You can try NGO Optimized Driver 1.7.3.


----------



## redhotiron2004 (Jul 2, 2012)

DjDiabolik said:


> You can try NGO Optimized Driver 1.7.3.


What's that? Can you provide me the link to this driver. 
I have downloaded a lot of drivers for this. Still the same problem.
I hope this might solve the problem. Is this the latest?


----------



## DjDiabolik (Nov 16, 2011)

Download NGO ATI Optimized Driver 1.7.3


----------



## redhotiron2004 (Jul 2, 2012)

DjDiabolik said:


> Download NGO ATI Optimized Driver 1.7.3


Thanks a lot!
I have found them out through Google.
They are working quite well. And I also got the 'Opengl' back.

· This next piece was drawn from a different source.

PR #5331, opened 2025-08-06
Unify ContextBar updates when moving pixels, tooltips (fix #5329)

### LINKED ISSUE #5329: Using arrow keys to move a selection doesn't update contextbar position values
When using the arrow keys to move a selection, the context bar position values don't update.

That was missing previously. 
I was wondering why were the official drivers from ATI version 10.2 for legacy products were missing the opengl thing (Or, I wonder whether they were not working only for me!). 
Though everything is working fine now. But, I am still not able to activate the 'Agp acceleration' thing. I am trying to enable '8x or 4x' settings through 'SMARTGART' settings but they are not getting enabled. Once, I apply those settings then the program ask to restart the computer after which either it hangs and needs a hard reset or when it restarts without any hangups then my agp acceleration settings again becomes 'Off'. And sometimes my driver also gets uninstalled in the process.

I have no idea why this behavior is getting in. Does, this card don't support 'AGP acceleration?


----------



## koala (Mar 27, 2005)

Is your BIOS flashed to the latest version?

Boot into BIOS for the AGP acceleration and speed settings, then hit F10 to save and exit.


----------